Content-based image retrieval (CBIR) is a handy Image searching system that searches for images by image content. Image content means the color, shape, texture, or other information which can get from an image directly. It has been one of the most exciting areas of research in the field of computer vision science since last ten years. CBIR is also known as query by image content (QBIC) and content-based visual information retrieval (CBVIR) (Karthikram & Parthiban, 2014). This application is a solution to the image retrieval problem, the problem of finding an image in a vast database. Nowadays, in medical system images are widely used like Magnetic Resonance Imaging (MRI), Computed Tomography (CT) Scan, Positron Emission Tomography (PET), Ultrasonography (USG). CBIR considered as one of the most efficient ways to access the visual data. In the year of 2002, The Radiology Department of the University Hospital of Geneva generates near about 12,000 pictures per day. The aggregate sum of cardiologic picture information created in the Geneva University Hospital was around 1 Terabyte (TB) in 2002 (Müller, Michoux, Bandon, & Geissbuhler, 2004). In the case of the centralized medical system in any Health organization, a considerable amount of image is scanned and stored every day. To retrieve this data, CBIR is a very efficient process. It analyzes the image by color, texture, shape and space relationship of objects, etc. rather than keywords, tags and set up feature vectors of an image(Müller et al., 2004).

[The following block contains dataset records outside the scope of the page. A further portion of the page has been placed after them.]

PR #15, opened 2019-03-02
Fix sync calls

### LINKED ISSUE #10: Synchronous commands after ui_attach
I've run into a couple of related issues. The problem seems to be that if synchronous commands are used after ui_attach, there's a possibility they will deadlock if nvim needs to get input from the user before proceeding (I know very little about the RPC interface). The cases I've run into are if there's an error in .vimrc, or if one of the files being edited has a swap file. The synchronous commands are:
- `nvim.command` for opening the files as tabs. Can these be appended to the nvim command line instead, with the usual `-p` option for tabs?
- `nvim.ui_try_resize`

Commenting out the code for these allows gnvim to proceed.

vhakulinen:
Closes #10

### DIFF
--- a/src/main.rs
+++ b/src/main.rs
@@ -60,7 +60,7 @@ struct Options {
     )]
     gnvim_rtp: String,
 
-    /// Files to open. Files after the first one are opened in new tabs.
+    /// Files to open.
     #[structopt(value_name = "FILES")]
     open_files: Vec<String>,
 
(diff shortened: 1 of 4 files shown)


bfredl:
This works, as long as the actual size is larger than the initial guessed size `80, 30`. Startup errors will be displayed close to line 30 though, rather than the actual bottom of the screen.

vhakulinen:
Yea, complete fix requires bigger change.

bfredl:
Alternatively (on top of this change), implementing ext_messages would side-step this initial size issue.

PR #30, opened 2019-04-24
Properly set cursor position in cmdline input

### LINKED ISSUE #24: Panic when opening Netrw
### How to reproduce

- `mv .config/nvim/init.vim .config/nvim/init.vim_` (optional, bring the config back afterward)
- Open gnvim with the terminal
- Type `:e .`

### What happens

The program panics leaving the output:

```
thread 'main' panicked at 'byte index 2 is out of bounds of ``', src/libcore/str/mod.rs:2085:9
note: Run with `RUST_BACKTRACE=1` environment variable to display a backtrace.
```

### What is expected

Vim's netrw is opened.

vhakulinen:
Fixes #24

### DIFF
--- a/src/ui/cmdline.rs
+++ b/src/ui/cmdline.rs
@@ -286,13 +286,11 @@ impl CmdlineInput {
             buffer.insert_markup(&mut iter, &markup);
         }
 
-        self.current_level = content.level;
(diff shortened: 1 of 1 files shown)


badosu:
I confirm I can't reproduce the earlier bug. It seems it depends on the occasions, will try again later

Standard Boolean based queries used for searching purpose in any case, with the rise of enormous picture databases, the conventional content-based inquiry experiences the accompanying constraints: Manual tag require a lot of time and are costly to execute (Waoo, N., Kashyap, R., & Jaiswal, A., 2010). Increasing numbers of Images in a database proliferates. It isn't practical to physically explain all tags of the picture content for a large number of pictures because of the following reasons (Erickson, 2009).

  • 1.

    Manual tags neglect to manage the disparity of subjective observation. The textual portrayal isn't adequate for delineating personal inspection. Ordinarily, a medicinal picture more often than not, contains a few attributes, which pass on specific data. In any case, extraordinary radiologists can do distinctive translations for an obsessive zone. To catch all information, ideas, considerations, and affections for the substance of any pictures is practically unthinkable.

  • 2.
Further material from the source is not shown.